Hillary Clinton spoke out for the first time Tuesday on the legalization of medical marijuana, acknowledging "benefits" for people in "extreme medical conditions" -- but stopping short of support for recreational use.
Asked for her stance on the topic during a one-hour town hall hosted by CNN, Clinton did not stake out a bold position on the emerging political flashpoint, but instead offered her support for legalization "under appropriate circumstances."
"We need to be very clear about the benefits of marijuana use for medicinal purposes," Clinton said. "I don't think we've done enough research yet -- although, I think for people who are in extreme medical conditions and have anecdotal evidence that it works, there should be availability under appropriate circumstances."

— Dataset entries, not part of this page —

PR #168, opened 2023-12-11
fixed to preserve pagesize when navigating between tabs for the same paper and 

sweng66:
reset the pagesize to default value when switching to a different paper.

### DIFF
--- a/src/components/biblio/topic_entity_tag/TopicEntityTable.js
+++ b/src/components/biblio/topic_entity_tag/TopicEntityTable.js
@@ -25,7 +25,6 @@ const TopicEntityTable = () => {
   const biblioUpdatingEntityAdd = useSelector(state => state.biblio.biblioUpdatingEntityAdd);
   const referenceCurie = useSelector(state => state.biblio.referenceCurie);
   const storedPageSize = useSelector(state => state.biblio.pageSize);
-  const [previousReferenceCurie, setPreviousReferenceCurie] = useState(referenceCurie);
   const [totalTagsCount, setTotalTagsCount] = useState(undefined);
   const [page, setPage] = useState(1);
   const [sortBy, setSortBy] = useState(null);
@@ -101,12 +100,11 @@ const TopicEntityTable = () => {
     setShowSpeciesFilter(false);
   };
 
-  // const speciesInResultSet = new Set(topicEntityTags.map((tetDict) => tetDict.species));
   const speciesInResultSet = new Set(allSpecies);
-
+	    
   useEffect(() => {
     fetchDisplayTagData(accessToken);
-  }, [accessToken])
+  }, [accessToken]);
 
   useEffect(() => {
     const fetchMappings = async () => {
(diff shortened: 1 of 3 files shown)


src/components/biblio/topic_entity_tag/TopicEntityTable.js
```diff
@@ -32,9 +35,10 @@ const TopicEntityTable = () => {
   const [selectedSpecies, setSelectedSpecies] = useState([]);
   const [speciesFilterPosition, setSpeciesFilterPosition] = useState({ top: 0, left: 0 });
   const [allSpecies, setAllSpecies] = useState([]);
-  // set the initial pageSize state to 25
-  const [pageSize, setPageSize] = useState(25);
-    
+  const defaultPageSize = 25;
```
azurebrd, line 38: I don't think you need defaultPageSize in the component, because you're initializing it the reducer, and getting it from storedPageSize, so you could just use that instead of these 2 + pageSize

azurebrd (approved):
That's great, thanks @sweng66 !  I think there's an extra pair of variables because the redux store pageSize is initialized and you can just use that instead of 3 variables

azurebrd (commented):
@sweng66 Oh, actually, also the variables across all reducer files are shared, so instead of defaultPageSize calling it entityTablePageSize would avoid future conflicts better, unless curators want one page size across all pages, which Ceri mentioned, but I don't think they want that now.  Same with the cases SET_PAGE_NUMBER SET_PAGE_SIZE maybe better as SET_ENTITY_PAGE_NUMBER SET_ENTITY_PAGE_SIZE .  I do see with that, @valearna 's point that working with the store is more complicated

sweng66:
@azurebrd All your comments/suggestions make sense!! Will fix it accordingly. Thanks.

azurebrd:
Thanks @sweng66 !

src/components/biblio/topic_entity_tag/TopicEntityTable.js
sweng66: @azurebrd Fixed. =)

sweng66:
@azurebrd Just fixed the code to use variables specific to topic_entity_tag (TET) table. 
SET_TET_PAGE_SIZE etc..

src/components/biblio/topic_entity_tag/TopicEntityTable.js
```diff
@@ -35,10 +35,9 @@ const TopicEntityTable = () => {
   const [selectedSpecies, setSelectedSpecies] = useState([]);
   const [speciesFilterPosition, setSpeciesFilterPosition] = useState({ top: 0, left: 0 });
   const [allSpecies, setAllSpecies] = useState([]);
-  const defaultPageSize = 25;
-  //const [pageSize, setPageSize] = useState(defaultPageSize);
-  const pageSize = storedPageSize || defaultPageSize;
-  
+  //const defaultPageSize = 25;
+  //const pageSize = storedPageSize || defaultPageSize;
+  const pageSize = storedPageSize;
```
azurebrd, line 40: pageSize could just be directly set in line 27 from useSelector, but this is all great, thanks @sweng66 !

azurebrd (approved):
pageSize could just be directly set in line 27 from useSelector, but this is all great, thanks @sweng66 !

src/components/biblio/topic_entity_tag/TopicEntityTable.js
sweng66: you are right! lol @azurebrd

sweng66: @azurebrd Fixed. Sorry. back/forth so many times!

azurebrd (approved):
Thanks for your patience, @sweng66 !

"But I do think we need more research, because we don't know how it interacts with other drugs — there's a lot that we don't know," Clinton added.
But on the issue of recreational marijuana use, which has been legalized in Washington and Colorado, Clinton took a more federalist approach, indicating that the federal government should allow states to suss out laws independently.
"States are the laboratories of democracy," Clinton said. "We have at least two states that are experimenting with that right now. I want to wait and see what the evidence is."
Clinton, however, does not plan to do any experimentation of her own. Asked whether she would try marijuana, Clinton laughed off the question.
"Absolutely not," Clinton said. "I didn't do it when I was young, I'm not going to start now."